Tag Archives: anc

Satire=Democracy

South Africa goes to the polls in a week’s time. The ANC will win with a huge majority. The only real question is how huge is huge. 63% is probably the magic number – the percentage of the vote which Mandela won in 1994. Thabo Mbeki increased that in 1999 and 2004 (where the ANC won 69%). Should a Jacob Zuma-led ANC poll less than 63% then there might be a bit of an internal inquest into what went wrong.

The ANC, and Zuma in particular, do not possess a stellar record. Some commentators are likely to claim that a two-thirds majority vote for a ruling party led by a man accused of several counts of corruption shows South Africa is not really a democracy. In fact, some commentators already are.

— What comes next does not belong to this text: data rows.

PR #958, opened 2024-04-12
fix: Incorrect naming of behaviour test/helper method

MWO1024:

### DIFF
--- a/source/IntegrationTests/Behaviours/IncomingRequests/GivenAggregatedMeasureDataRequestTests.cs
+++ b/source/IntegrationTests/Behaviours/IncomingRequests/GivenAggregatedMeasureDataRequestTests.cs
@@ -81,7 +81,7 @@ public class GivenAggregatedMeasureDataRequestTests : BehavioursTestBase
 
     [Fact]
     public async Task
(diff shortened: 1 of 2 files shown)


source/IntegrationTests/Behaviours/IncomingRequests/GivenAggregatedMeasureDataRequestTests.cs
```diff
@@ -81,7 +81,7 @@ public async Task
 
     [Fact]
     public async Task
-        Given_RequestAggregatedMeasureDataJsonIsReceivedAndDelegation_When_ActorPeeksJson_Then_CorrectJsonDocumentIsCreated()
+        Given_RequestAggregatedMeasureDataJsonIsReceived_When_ActorPeeksJson_Then_CorrectJsonDocumentIsCreated()
```
ebbeknudsen, line 84: Remember that the test should be format agnostic, and thus receive the DocumentFormat as a method parameter using `[Theory]` and `[MemberData]`

ebbeknudsen (approved):

ebbeknudsen (approved):

PR #959, opened 2024-04-12
test: Add behaviour test for AmountPerChargeResultProducedV1

ebbeknudsen:
## Description
Add Proof-of-Concept for first integration test (GivenAmountPerChargeResultProducedV1ReceivedTests) using our new behaviour test structure


source/IntegrationTests/Behaviours/IntegrationEvents/GivenAmountPerChargeResultProducedV1ReceivedTests.cs
```diff
@@ -0,0 +1,125 @@
...
+                .WithSettlementMethod(AmountPerChargeResultProducedV1.Types.SettlementMethod.Flex)
+                .WithMeteringPointType(AmountPerChargeResultProducedV1.Types.MeteringPointType.Consumption)
+                .WithGridAreaCode("244")
+                .WithQuantityUnit(AmountPerChargeResultProducedV1.Types.QuantityUnit.Kwh)
+                .WithCalculationVersion(1)
+                .WithResolution(AmountPerChargeResultProducedV1.Types.Resolution.Hour)
+                .WithStartOfPeriod(CreateDateInstant(2022, 09, 06).ToTimestamp())
+                .WithEndOfPeriod(CreateDateInstant(2022, 09, 07).ToTimestamp())
+                .WithPoint(1, 10, 3, 30, AmountPerChargeResultProducedV1.Types.QuantityQuality.Calculated) // QuantityQualityCodeCalculated = "A06". "A01" from example doesn't exist?
+                .WithIsTax(false));
```
MWO1024, line 79: I think we should, at the very least, secide if we want to create events via builder pattern, or factory methods. Personally, I think factory methods is the way to go for these tests, to ensure/enforce that we think about the value of each field.

MWO1024: Not necessarily something we have to change now.

MWO1024 (approved):

source/IntegrationTests/Behaviours/IntegrationEvents/GivenAmountPerChargeResultProducedV1ReceivedTests.cs
```diff
@@ -0,0 +1,125 @@
...
+
+#pragma warning disable CS1570 // XML comment has badly formed XML
+    /// <summary>
+    /// Example based on: https://energinet.sharepoint.com/sites/DH3ART-team/_layouts/15/download.aspx?UniqueId=039914efcff74ec1a159eff3bb358f68&e=0RN8ma
+    /// </summary>
+    /// <param name="documentFormat"></param>
+#pragma warning restore CS1570 // XML comment has badly formed XML
+    [Theory]
+    [MemberData(nameof(AllDocumentFormats))]
+    public async Task When_EnergySupplierActorPeeksMessage_Then_ReceivesCorrectNotifyWholesaleServicesDocument(DocumentFormat documentFormat)
```
RasmusGraabaek, line 55: You can add [ExcludeFromNameConventionCheck]
to the test, if you want to have another name convention than "Given_x_When_y_Then_z"

source/IntegrationTests/Behaviours/IntegrationEvents/GivenAmountPerChargeResultProducedV1ReceivedTests.cs
ebbeknudsen: I think we should refactor to use a factory method that requires all known values is supplied, however i think we should do that in another PR 👍

source/IntegrationTests/Behaviours/IntegrationEvents/GivenAmountPerChargeResultProducedV1ReceivedTests.cs
ebbeknudsen: I've exented the regex test since i think it's a valid test name to have the "Given" statement be in the class name, and instead of repeating it in the method name then only write the "When" and "Then" statements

However, one good barometer of the strength of any democracy is the willingness of voters to make fun of its leaders. And judging by that guide, South Africa isn’t doing too badly.

While I was in the country earlier this month there were plenty of signs that South Africans feel able to laugh at Zuma and the ANC:

  • Joburg’s Market Theatre has just opened a show new play called MacBeki. that indirectly explores Mbeki’s dramatic fall from office (There’s also a character called MacZum.)
  • I saw a couple of shops selling ‘Zuma shower gel,’ a dig at Zuma’s ludicrous claim that during his 2006 rape trial that he showered after he had sex so that he wouldn’t catch HIV.
  • Last week a guerrilla artist put up fake ANC posters taking the mick out of Zuma (my favourite: ‘Justice is the name of my next wife’).

anc-poster-fake

Life’s not a bed of roses for South Africa’s satirists though. Zapiro, one of the continent’s sharpest political cartoonists is currently being sued by Zuma over this cartoon:

zuma-cartoon

And ANC officials didn’t seem to show much of a sense of humour after the fake posters sprung up. Jesse Duarte, the ANC’s spokeswoman, rather dramatically blamed “forces of darkness”.

Still, judging by the amount of satire in the country South Africa’s democracy is in a far stronger state than almost every other country in Africa and quite a few in Europe. (Yes, Italy, I’m looking at you.)

Hopefully South Africans will still feel able to laugh at Zuma once he becomes president. 

Help! The Commies are taking over South Africa!

Worrying news about Jacob Zuma and the ANC in the UK’s Sunday Times. According to their man in Joburg, the ANC has “has veered sharply to the left” and is planning to stand on an election manifesto  “largely dictated by the country’s Communist party”.

The man responsible for this dangerous shift is Gwede Mantashe, who the Times describes as a “firebrand” and more worryingly, “bearded”.

“Under his influence the ANC is expected to propose, in its as yet unpublished manifesto, the introduction of universal health insurance, free education, the extension of child allowances to all children up to the age of 18, new maternity grants, wage subsidies, an old age savings scheme, subsidised housing for farm workers and military veterans, free food handouts to all poor families, an expanded public housing programme and the “transformation” of the private sector through the “development of cooperative financial institutions”.

This is clearly dangerous stuff. Free education and old age pensions have been introduced to devastating effect by communist regimes like Britain and the US. That well-known commie Barack Obama plans to introduce universal health care in the US, while David Cameron, who hides his communist sympathies behind the cloak of Thatcherite economic policies, has promised to keep Britain’s NHS if he gains power.

There is a serious debate to be had over South Africa’s future economic direction, including the influence or otherwise of the South African Communist Party within the ANC and Mantashe’s role as secretary general. No one really knows where Jacob Zuma stands on a whole range of different issues. Here’s how the New York Times described him in a profile last September:

 

“…as Mr. Zuma has edged ever closer to South Africa’s presidency, his ideological underpinnings, if they exist at all, have remained opaque. Is he the pro-business capitalist who has reassured investors that “nothing will change”? Or does his heart lie with the trade unions and Communists, the base of his support? There is a third possibility, of course. It is that Mr. Zuma, as many here suggest, is the ultimate political chameleon, all things to all people, someone who senses what his audience wants to hear and then plays the right tune.”

 

I wrote a piece for Monocle at the end of last year which came to a similar conclusion. Of course, “Zuma is a bit of a chameleon” isn’t as exciting a headline as “Left seizes control of South Africa’s ANC”.